Twitter’s image cropping algorithm is a fascinating case study for exploring the push-and-pull dynamics of power relations between, firstly, algorithmic knowledge production inherent in machine learning systems, secondly, the bias discourse as resistance, and, thirdly, ensuing corporate responses as stabilization measures towards said resistance. In order to account for this three-part narrative of the case study, this paper is structured along the examination of the following three questions: (1) How is algorithmic, and especially, data-based knowledge production entrenched in power relations? (2) In what way does the discourse around bias serve as a vehicle for resistance against said power? Why and in what way is it effective? (3) How did Twitter as a company stabilize its position within and in relation to the bias discourse?

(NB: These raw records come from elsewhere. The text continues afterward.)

PR #2512, opened 2022-03-08
Add Pub/Sub util and Collector middleware for metrics collection

john-odonnell:
### Desired Outcome

- Add dep-injectable Pub/Sub mechanism based on `ActiveSupport::Notifications`
- Add Collector middleware that can initialize metrics
- Metric updates through the Collector should be exposed through the Exporter from #2501 

### Implemented Changes

Adds:
- `lib/monitoring/pub_sub.rb`
  - Wraps `ActiveSupport::Notifications` to event subscription and publishing
  - Test cases:
    - Published events trigger execution of subscribed code blocks
    - Published events with extra provided content (payload) trigger execution of subscribed code blocks that can use payload content
- `lib/monitoring/middleware/conjur_collector.rb`
  - Custom collector middleware
  - Can initialize metrics and subscribe code blocks
  - Traces requests to Conjur and can provide identifying data to subscribed code blocks
  - The collector middleware is injected behind the exporter middleware, and does not trace requests to the metrics scrape endpoint
  - Test cases:
    - Metrics initialized by the collector can be triggered when corresponding events are published
    - Metrics updated through the collector are exposed through the registry linked to the Exporter middleware

### Connected Issue/Story

CyberArk internal issue link: [ONYX-16194](https://ca-il-jira.il.cyber-ark.com:8443/browse/ONYX-16194)

### Definition of Done
merged.*

#### Changelog

  CHANGELOG update

#### Test coverage

  changes, or

#### Documentation

#### Behavior

#### Security


lib/monitoring/middleware/conjur_collector.rb
```diff
@@ -0,0 +1,65 @@
...
+
+module Monitoring
+  module Middleware
+    class ConjurCollector
+      attr_reader :app, :registry, :pubsub
+
+      def initialize(app, options = {})
+        @app = app
+        @registry = options[:registry]
+        @pubsub = options[:pubsub]
```
gl-johnson, line 12: I don't think there is a need to pass in a pubsub object here since in the rest of the class it looks like you are making static method calls on the Monitoring::PubSub module. Plus it would make the pubsub mechanism a bit more intrusive if we needed to rely on dependency injection for any modules/classes which need to be able to publish events.

lib/monitoring/middleware/conjur_collector.rb
```diff
@@ -0,0 +1,65 @@
+require 'benchmark'
+require ::File.expand_path('../../pub_sub.rb', __FILE__)
+
+module Monitoring
+  module Middleware
+    class ConjurCollector
```
gl-johnson, line 6: Kumbi mentioned this on my PR and I tend to agree - the naming of this class should probably reflect flavor of metrics we are implementing (Prometheus)

lib/monitoring/middleware/conjur_collector.rb
```diff
@@ -0,0 +1,65 @@
...
+        init_test_metric
+      end
+
+      def call(env)
+        trace(env) { @app.call(env) }
+      end
+
+      protected
+
+      def init_test_metric
```
gl-johnson, line 23: I'm wondering if this should be consolidated under prometheus.rb? There is already a test metric there (not using pub/sub), plus I think it helps to think about it in a more generic sense, because presumably there will be metrics collected for events beyond just incoming requests

lib/monitoring/middleware/conjur_collector.rb
john-odonnell: Once I take your advice below (moving metric init to `prometheus.rb`) the collector shouldn't be beholden to Prometheus. Should be able to trace and publish events with only subscribers needing to know how they're used.

lib/monitoring/prometheus.rb
```diff
@@ -1,5 +1,6 @@
 require 'prometheus/client'
 require 'prometheus/client/data_stores/direct_file_store'
+require 'monitoring/pub_sub'
 
 module Monitoring
   module Prometheus
```
jvanderhoof, line 6: Please try to avoid grouping methods using Modules.  I understand it's a common pattern in Conjur, but it greatly increases the complexity by decoupling methods from the place they are called. Methods grouped with modules are also significantly harder to test as we need to create a dummy class which includes the module in order to test the module methods.

Instead, I'd recommend creating a utility class which encapsulates the implementation details for for the publication. This is a super rough re-work of the code here, but I recommend something like:

```ruby
module Monitoring
  module Prometheus
    class Setup
      attr_reader :registry, :metrics_prefix

      def initialize(registry: ::Prometheus::Client::Registry.new, metrics_prefix: 'conjur_http_server')
        @registry = registry
        @metrics_prefix = metrics_prefix
        @metrics_dir_path = ENV['CONJUR_METRICS_DIR'] || '/tmp/prometheus'  
      end

      def setup
        clear_data_store
        configure_data_store
        init_metrics
      end

      protected

      def clear_data_store
        Dir[File.join(@metrics_dir_path, '*.bin')].each do |file_path|
          File.unlink(file_path)
        end
      end

      def configure_data_store
        ::Prometheus::Client.config.data_store = ::Prometheus::Client::DataStores::DirectFileStore.new(
          dir: @metrics_dir_path
        )
      end

      def init_metrics
        # Test a random gauge metric
        gauge = registry.gauge(:test_gauge, docstring: '...', labels: [:test_label])
        gauge.set(1234.567, labels: { test_label: 'gauge metric test' })

        # Test for pub/sub-based, collector-triggered metric updates
        PubSub.unsubscribe("collector_test_metric")
        request_counter = registry.counter(
          :collector_test_metric,
          docstring: '...',
          labels: [:code, :path]
        )
        PubSub.subscribe("collector_test_metric") do |payload|
          labels = {
            code: payload[:code],
            path: payload[:path]
          }
          request_counter.increment(labels: labels)
        end
      end
    end
  end
end
```

As I reorganized this, it's clear this is a command class (handles setup). Modules are really intended for shared methods (an alternative composition to inheritance).

lib/monitoring/pub_sub.rb
```diff
@@ -0,0 +1,22 @@
+module Monitoring
+    # Module PubSub wraps ActiveSupport::Notifications, providing PubSub
+    # plumbing to custom Controllers or Collectors.
+    module PubSub
```
jvanderhoof, line 4: It looks like you're using a module as a singleton here, which is a touch cleaner than creating a singleton class. We do need to consider a Singleton is really a global variable. We need to be careful to not create an invisible, tightly coupled dependency throughout our system.

As an alternative, this will allow you to test this singleton with unit tests, but also allow it to be used as singleton globally:
```ruby
module Monitoring
    # Module PubSub wraps ActiveSupport::Notifications, providing PubSub
    # plumbing to custom Controllers or Collectors.
    class PubSubBase
      def publish(name, payload = {}, &block)
        ActiveSupport::Notifications.instrument(name, payload, &block)
      end

      def subscribe(name)
        ActiveSupport::Notifications.subscribe(name) do |_, _, _, _, payload|
          yield payload
        end
      end

      def unsubscribe(name)
        ActiveSupport::Notifications.unsubscribe(name)
      end
    end

    class PubSub < PubSubBase
      include Singleton
    end
  end
end
```

spec/monitoring/middleware/conjur_collector_spec.rb
```diff
@@ -0,0 +1,49 @@
+require 'spec_helper'
+require 'rack/test'
+require 'monitoring/prometheus'
+require 'monitoring/middleware/conjur_collector'
+require 'monitoring/middleware/prometheus_exporter'
+
+describe Monitoring::Middleware::ConjurCollector do
```
jvanderhoof, line 7: If you haven't come across it yet, [BetterSpec](https://www.betterspecs.org/) is a great resource for RSpec best practices.

spec/monitoring/middleware/conjur_collector_spec.rb
```diff
@@ -0,0 +1,49 @@
...
+    Monitoring::Middleware::PrometheusExporter.new(app_with_collector, **exporter_options)
+  end
+
+  it 'returns the app response' do
+    get '/foo'
+    expect(last_response).to be_ok
+    expect(last_response.body).to eql('OK')
+  end
+
+  it 'metrics from traced requests update the global registry' do
```
jvanderhoof, line 33: This test looks a lot like an integration test.  It's testing that the `record` method correctly publishes an event (and the event is picked up in the registry).  Although this is fine (and certainly has its place in testing), we're skipping tests on all the methods in `Monitoring::Middleware::ConjurCollector`.  

Can you please include some more granular tests to verify happy and sad paths of the methods in `ConjurCollector`?

spec/monitoring/pub_sub_spec.rb
```diff
@@ -0,0 +1,49 @@
+require 'rack/test'
+require 'spec_helper'
+require 'monitoring/pub_sub'
+require 'monitoring/prometheus'
+
+describe Monitoring::PubSub do
+  include Rack::Test::Methods
```
jvanderhoof, line 7: Same comment as above. This is really an integration test. Alternatively, you might want to mock the `ActiveSupport::Notifications` methods we're wrapping in `Monitoring::PubSub`. That'll allow you test individual methods more robustly.

spec/monitoring/pub_sub_spec.rb
```diff
@@ -0,0 +1,59 @@
...
+      end
+
+      expect(publish_counter).to eql(0)
+      pubsub.publish(name)
+      expect(publish_counter).to eql(1)
+
+      pubsub.unsubscribe(name)
+      pubsub.publish(name)
+      expect(publish_counter).to eql(1)
+    end
```
doodlesbykumbi, line 57: You can avoid the counter by asserting on the arguments you expect the block to receive
```
       // the block argument on the block passed to expect is watched by rspec
        expect { |block| 
            name = "ok"

            // pass in the watched block
            pubsub.subscribe(name, &block)

            pubsub.publish(name, {e:1})
            pubsub.publish(name, {e:2})

            pubsub.unsubscribe(name)

            pubsub.publish(name, {e:3})
        }
        .to yield_successive_args({e:1}, {e:2})
```

spec/monitoring/metrics_spec.rb
```diff
@@ -1,15 +1,77 @@
...
+      :test_gauge,
+      docstring: '...',
+      labels: [:test_label]
+    ))
+
+    pubsub.subscribe("sample_test_gauge") do |payload|
+      metric = registry.get(:test_gauge)
+      metric.set(payload[:value], labels: payload[:labels])
+    end
+  end
```
doodlesbykumbi, line 18: I found myself wondering if we're doing too much here. I imagined it might be enough for the #setup unit tests to check if this method is called with the expected registry and pubsub.

I think I might have written in the issue or the design doc about the idea of being able to validate that pubsub events can result in changes on the registry. So I can see the value of those comprehensive tests on actual metric definitions (instead of on the test metric). My thoughts are we can keep this but strip it down to the bare minimum once we have an actual metric

lib/monitoring/pub_sub.rb
```diff
@@ -0,0 +1,33 @@
...
+require 'active_support/notifications'
+
+module Monitoring
+  # PubSub and PubSubBase wrap ActiveSupport::Notifications, providing pub/sub
+  # plumbing to custom controllers and collectors.
+
+  class PubSubBase
+    attr_reader :options
+
+    def initialize(notifications = ActiveSupport::Notifications)
```
doodlesbykumbi, line 11: I'm thinking this dependency injection of `notifications` might not be necessary since this particular version of pub/sub is fundamentally tied to `ActiveSupport::Notifications`. There's no other notifications object that will have the method signatures for `instrument`, `subscribe` etc.

doodlesbykumbi (commented):
Thanks for reworking this @john-odonnell. Left some comments mainly around addressing some small-ish testing considerations. Happy to have synchronous chat to wrap things up

doodlesbykumbi (commented):
Small comments to round off otherwise LGTM!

This paper explores these questions along the following steps: Section 2 lays out the interdisciplinary theoretical perspective of the analysis, combining, firstly, a mathematical-epistemic perspective that examines the mathematics underlying both machine learning systems and bias analyses with, secondly, Foucauldian concepts that make it possible to view mathematical tools as articulations of power relations. The subsequent three sections engage with the three questions posed above: Section 3, Power, is concerned with the first question, and it focuses on the algorithmic knowledge production in relation to Twitter’s cropping tool and its mathematical-epistemic foundations. Section 4, Resistance, addresses the second question, and it examines three bias analyses of the cropping tool, as well as their epistemic limitations, and it continues by conceptualizing the bias discourse in academic scholarship and activism as resistance to power. Section 5, Stabilization, engages with the third question, discussing Twitter’s response to the bias accusations and the way in which the company was able to effectively stabilize its position – rendering the bias discourse a vehicle for counter-resistance, too. This paper will be published in the open access volume Algorithmic Regimes: Methods, Interactions, and Politics (Amsterdam University Press, forthcoming), as well as on SSRN as a preprint.